Ordesa con su «Cola de Caballo» me salvó, literalmente. Días antes, mi médico de cabecera me había diagnosticado estrés. Pero no uno flojito, no, un estrés de caballo. Jamás había faltado a la oficina, de modo que firmar la baja no me parecía conveniente. Así que busqué una alternativa. ¿Y si me escapaba el fin de semana y realizaba ese viaje que tenía en mente desde hacía dos décadas?

Viajando con Pío

Ana Belén Fernández García
Fotografía: Pío García

Viajando con Pío

Decidido.

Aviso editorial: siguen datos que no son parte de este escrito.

PR #45, opened 2017-06-20
Using the new options for image-scanning options

enoodle:
Based on https://github.com/ManageIQ/manageiq/pull/15398

This will use the options field for per-provider configuration in image scanning.
Also, This will try to use the http_proxy set in the options to connect to the provider instead of the one defined in the settings file. Originally it was planned to have `https_proxy` and `no_proxy` options as well for the connection to the provider but as they are not used currently I left them out.

### DIFF
--- a/app/models/manageiq/providers/kubernetes/container_manager.rb
+++ b/app/models/manageiq/providers/kubernetes/container_manager.rb
@@ -14,6 +14,7 @@ class ManageIQ::Providers::Kubernetes::ContainerManager < ManageIQ::Providers::C
   require_nested :Scanning
 
   include ManageIQ::Providers::Kubernetes::ContainerManagerMixin
+  include ManageIQ::Providers::Kubernetes::ContainerManager::Options
 
   # See HasMonitoringManagerMixin
   has_one :monitoring_manager,
--- a/app/models/manageiq/providers/kubernetes/container_manager/options.rb
+++ b/app/models/manageiq/providers/kubernetes/container_manager/options.rb
@@ -1,0 +1,75 @@
+module ManageIQ::Providers::Kubernetes::ContainerManager::Options
+  extend ActiveSupport::Concern
+
+  module ClassMethods
+    def proxy_settings
+      {
+        :http_proxy => {
+          :label          => N_('HTTP Proxy'),
+          :help_text      => N_('HTTP Proxy to connect ManageIQ to the provider. example: http://user:password@my_https_proxy'),
+          :global_default => VMDB::Util.http_proxy_uri,
+        },
+      }
+    end
+
+    def advanced_settings
+      {
+        :image_inspector_options => {
+          :label     => N_('Image Inspector Options'),
+          :help_text => N_('Settings for Image Inspector tool'),
+          :settings  => {
+            :http_proxy  => {
+              :label     => N_('HTTP Proxy'),
+              :help_text => N_('HTTP Proxy to connect image inspector pods to the internet. example: http://user:password@my_https_proxy'),
+            },
+            :https_proxy => {
+              :label     => N_('HTTPS Proxy'),
+              :help_text => N_('HTTPS Proxy to connect image inspector pods to the internet. example: https://user:password@my_https_proxy'),
+            },
+            :no_proxy    => {
+              :label     => N_('NO Proxy'),
+              :help_text => N_('NO Proxy lists urls that should\'nt be sent to any proxy. example: my_file_server.org'),
+            },
+            :repository  => {
+              :label          => N_('Image-Inspector Repository'),
+              :help_text      => N_('Image-Inspector Repository. example: openshift/image-inspector'),
+              :global_default => Settings.ems.ems_kubernetes.image_inspector_repository,
+            },
+            :registry    => {
+              :label          => N_('Image-Inspector Registry'),
+              :help_text      => N_('Registry to provide the image inspector repository. example: docker.io'),
+              :global_default => Settings.ems.ems_kubernetes.image_inspector_registry,
+            },
+            :image_tag   => {
+              :label          => N_('Image-Inspector Tag'),
+              :help_text      => N_('Image-Inspector image tag. example: 2.1'),
+              :global_default => ManageIQ::Providers::Kubernetes::ContainerManager::Scanning::Job::INSPECTOR_IMAGE_TAG,
+            },
+            :cve_url     => {
+              :label     => N_('CVE location'),
+              :help_text => N_('Enables defining a URL path prefix for XCCDF file instead of accessing the default location.
+  example: http://my_file_server.org:3333/xccdf_files/
+  Expecting to find com.redhat.rhsa-RHEL7.ds.xml.bz2 file there.'),
+              # Future versions of image inspector will extend this.
+            },
+          }
+        }
+      }
+    end
+
+    def provider_settings
+      {
+        :proxy_settings    => {
+          :label     => N_('Proxy Settings'),
+          :help_text => N_('Proxy Settings for connection to the provider'),
+          :settings  => proxy_settings,
+        },
+        :advanced_settings => {
+          :label     => N_('Advanced Settings'),
+          :help_text => N_('Advanced Settings for provider configuration'),
+          :settings  => advanced_settings,
+        }
+      }
+    end
+  end
+end
--- a/app/models/manageiq/providers/kubernetes/container_manager/scanning/job.rb
+++ b/app/models/manageiq/providers/kubernetes/container_manager/scanning/job.rb
@@ -13,7 +13,6 @@ class ManageIQ::Providers::Kubernetes::ContainerManager::Scanning::Job < Job
   ERRCODE_NOTFOUND = 404
   IMAGE_INSPECTOR_SA = 'inspector-admin'
   INSPECTOR_ADMIN_SECRET_PATH = '/var/run/secrets/kubernetes.io/inspector-admin-secret-'
-  ATTRIBUTE_SECTION = 'cluster_settings'
   PROXY_ENV_VARIABLES = %w(no_proxy http_proxy https_proxy)
 
   def load_transitions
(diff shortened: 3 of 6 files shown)


simon3z:
@enoodle nice! I think this would do it.

app/models/manageiq/providers/kubernetes/container_manager/options.rb
```diff
@@ -0,0 +1,70 @@
...
+            :global_default => Settings.ems.ems_kubernetes.image_inspector_registry,
+          },
+          :image_tag   => {
+            :label          => N_('Image-Inspector Tag'),
+            :help_text      => N_('Image-Inspector image tag'),
+            :global_default => ManageIQ::Providers::Kubernetes::ContainerManager::Scanning::Job::INSPECTOR_IMAGE_TAG,
+          },
+          :cve_url     => {
+            :label     => N_('CVE location'),
+            :help_text => N_('Enables defining a URL for XCCDF file instead of accessing the Internet'),
```
moolitayer: I remember something about this being a prefix  and not url? 

would it be possible to add an example to each value, even only a comment?

I'm thinking this would great if I need to use one of these I could look here and see what I need.

enoodle:
@moolitayer I can also have the example in the `help_text` that I plan to present in the UI (when you hover over the field)

moolitayer:
> @moolitayer I can also have the example in the help_text that I plan to present in the UI (when you hover over the field)

:+1: That would be much better :hot_pepper:

enoodle:
@moolitayer done.

app/models/manageiq/providers/kubernetes/container_manager/scanning/job.rb
```diff
@@ -348,6 +347,7 @@ def inspector_admin_secret
   end
 
   def pod_definition(inspector_admin_secret_name)
+    @ems_options = ext_management_system.options[:image_inspector_options]
```
moolitayer: Can we please have ems_options as a method and not an instance variable?
I might be reading this wrong but the usage of `@ems_options[:registry]` in line 429 looks like a side effect of calling this method first. (you can memoize it if you want to save lookups)

enoodle: @moolitayer I wanted to prevent accessing the DB multiple times to fetch this value. I think maybe to move it to the `initializing` function. what do you think?

app/models/manageiq/providers/kubernetes/container_manager/options.rb
```diff
@@ -0,0 +1,73 @@
...
+            :global_default => Settings.ems.ems_kubernetes.image_inspector_registry,
+          },
+          :image_tag   => {
+            :label          => N_('Image-Inspector Tag'),
+            :help_text      => N_('Image-Inspector image tag. example: 2.1'),
+            :global_default => ManageIQ::Providers::Kubernetes::ContainerManager::Scanning::Job::INSPECTOR_IMAGE_TAG,
+          },
+          :cve_url     => {
+            :label     => N_('CVE location'),
+            :help_text => N_('Enables defining a URL path prefix for XCCDF file instead of accessing the default location.
```
moolitayer: :+1:

app/models/manageiq/providers/kubernetes/container_manager/scanning/job.rb
```diff
@@ -347,6 +346,10 @@ def inspector_admin_secret
     return nil
   end
 
+  def ems_options
+    @provider_options ||= ext_management_system.options[:image_inspector_options]
```
moolitayer: :+1:

app/models/manageiq/providers/kubernetes/container_manager/scanning/job.rb
```diff
@@ -425,17 +429,25 @@ def add_secret_to_pod_def(pod_def, inspector_admin_secret_name)
...
   end
 
   def inspector_proxy_env_variables
-    settings = ext_management_system.custom_attributes
-    settings.where(:section => ATTRIBUTE_SECTION,
-                   :name    => PROXY_ENV_VARIABLES).each_with_object([]) do |att, env|
-      env << {:name  => att.name.upcase,
-              :value => att.value} unless att.value.blank?
+    PROXY_ENV_VARIABLES.each_with_object([]) do |var_name, env|
+      if ems_options.keys.include?(var_name.to_sym)
```
moolitayer: `ems_options.key?(var_name.to_sym)`

app/models/manageiq/providers/kubernetes/container_manager_mixin.rb
```diff
@@ -108,11 +108,12 @@ def ssl_cert_store(endpoint = default_endpoint)
...
-      :port     => options[:port] || port,
-      :user     => options[:user] || authentication_userid(options[:auth_type]),
-      :pass     => options[:pass] || authentication_password(options[:auth_type]),
-      :bearer   => options[:bearer] || authentication_token(options[:auth_type] || 'bearer'),
+      :hostname    => options[:hostname] || address,
+      :port        => options[:port] || port,
+      :user        => options[:user] || authentication_userid(options[:auth_type]),
+      :pass        => options[:pass] || authentication_password(options[:auth_type]),
+      :bearer      => options[:bearer] || authentication_token(options[:auth_type] || 'bearer'),
+      :http_proxy  => self.options.fetch_path(:proxy_settings, :http_proxy),
```
moolitayer: ems_options.fetch_path maybe? `self.options` is nil according to Travis

moolitayer:
cc @cben @simon3z

simon3z:
@enoodle can you fix travis?

enoodle:
@moolitayer I added tests and now travis is green. PTAL

app/models/manageiq/providers/kubernetes/container_manager/options.rb
```diff
@@ -0,0 +1,73 @@
+module ManageIQ::Providers::Kubernetes::ContainerManager::Options
+  extend ActiveSupport::Concern
```
cben: do you need ActiveSupport::Concern?  what does it do here?  (`extend` into an `extend`ed module is too much for my brain ;-)

I think you don't need it, this simply has methods that become class methods due to `extend ...ContainerManager::Options`.
or if you want to use ActiveSupport::Concern idiomatically, switch to `include`ing this module and put the methods under `ClassMethods`.

app/models/manageiq/providers/kubernetes/container_manager/scanning/job.rb
```diff
@@ -347,6 +346,10 @@ def inspector_admin_secret
     return nil
   end
 
+  def ems_options
```
cben: consider renaming to `ems_image_inspector_options` (or something intermediate).
because `ems_options[:registry]` sounds like these are top-level options on the ems.

app/models/manageiq/providers/kubernetes/container_manager/scanning/job.rb
```diff
@@ -425,17 +429,24 @@ def add_secret_to_pod_def(pod_def, inspector_admin_secret_name)
...
   end
 
   def inspector_proxy_env_variables
-    settings = ext_management_system.custom_attributes
-    settings.where(:section => ATTRIBUTE_SECTION,
-                   :name    => PROXY_ENV_VARIABLES).each_with_object([]) do |att, env|
-      env << {:name  => att.name.upcase,
-              :value => att.value} unless att.value.blank?
+    PROXY_ENV_VARIABLES.each_with_object([]) do |var_name, env|
+      next unless ems_options.key?(var_name.to_sym)
```
cben: not sure it matters, but previous code checking `.blank?` allowed "unsetting" by setting to empty string, this requires actually unsetting the option — is that even possible with the new per-EMS options?

app/models/manageiq/providers/kubernetes/container_manager_mixin.rb
```diff
@@ -108,11 +108,12 @@ def ssl_cert_store(endpoint = default_endpoint)
...
-      :port     => options[:port] || port,
-      :user     => options[:user] || authentication_userid(options[:auth_type]),
-      :pass     => options[:pass] || authentication_password(options[:auth_type]),
-      :bearer   => options[:bearer] || authentication_token(options[:auth_type] || 'bearer'),
+      :hostname    => options[:hostname] || address,
+      :port        => options[:port] || port,
+      :user        => options[:user] || authentication_userid(options[:auth_type]),
+      :pass        => options[:pass] || authentication_password(options[:auth_type]),
+      :bearer      => options[:bearer] || authentication_token(options[:auth_type] || 'bearer'),
+      :http_proxy  => self.options ? self.options.fetch_path(:proxy_settings, :http_proxy) : nil,
```
cben: why `:proxy_settings, :http_proxy` here and just `:http_proxy` in `kubernetes_connect` ?

enoodle: `kubernetes_connect` gets its options from here, calling `raw_connect` will eventually `kubernetes_connect`. I put them in `http_proxy` so no need for the `proxy_settings`. Openshift calls `kubernetes_connect` as well after adding its own options.

app/models/manageiq/providers/kubernetes/container_manager/scanning/job.rb
enoodle: It is possible to totally unset an option if you set the options without the ones you don't want:
`ems.update(:options => {})` or `ems.update(:options => {:image_inspector_options => {:http_proxy => "my_proxy"}})`. The options are only set from the UI [1] so it will be up to that piece of code to make sure that empty values are not set.
I wonder if it is smart to add tests for the empty option case making sure that they are treated as unset. (then making sure it is so here) - This will prevent us from assigning them the empty value. WDYT?

[1] https://github.com/ManageIQ/manageiq-ui-classic/pull/1652/files#diff-f402e411cd6dc158c724b14d72ead612R445

app/models/manageiq/providers/kubernetes/container_manager.rb
```diff
@@ -14,6 +14,7 @@ class ManageIQ::Providers::Kubernetes::ContainerManager < ManageIQ::Providers::C
   require_nested :Scanning
 
   include ManageIQ::Providers::Kubernetes::ContainerManagerMixin
+  include ManageIQ::Providers::Kubernetes::ContainerManager::Options
```
moolitayer: :+1:

moolitayer: @enoodle @cben didn't we miss a require nested of the new file here?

Lo organicé todo rápidamente. Recuperé mi vieja mochila de senderista y la llené con las cosas que consideré adecuadas. Elegí el calzado más cómodo que tenía y no olvidé la cantimplora ni los frutos secos, para estar siempre a tope de energía.

Viajando con Pío

Introduje las coordenadas en el GPS y pisé el acelerador suavemente. Mi destino se hallaba en el Pirineo oscense, y más concretamente en el Parque Nacional de Ordesa y Monte Perdido. Un paraje que me había atraído desde que era una niña: solía quedarme en casa de mis primos, y el abuelo Rafael nos contaba historias antes de dormir. Bueno, historias o historia, porque siempre narraba la misma: el origen de Monte Perdido, su lugar favorito en el mundo. Le imprimía tanta pasión al discurso, que yo me había prometido visitarlo cuando creciese.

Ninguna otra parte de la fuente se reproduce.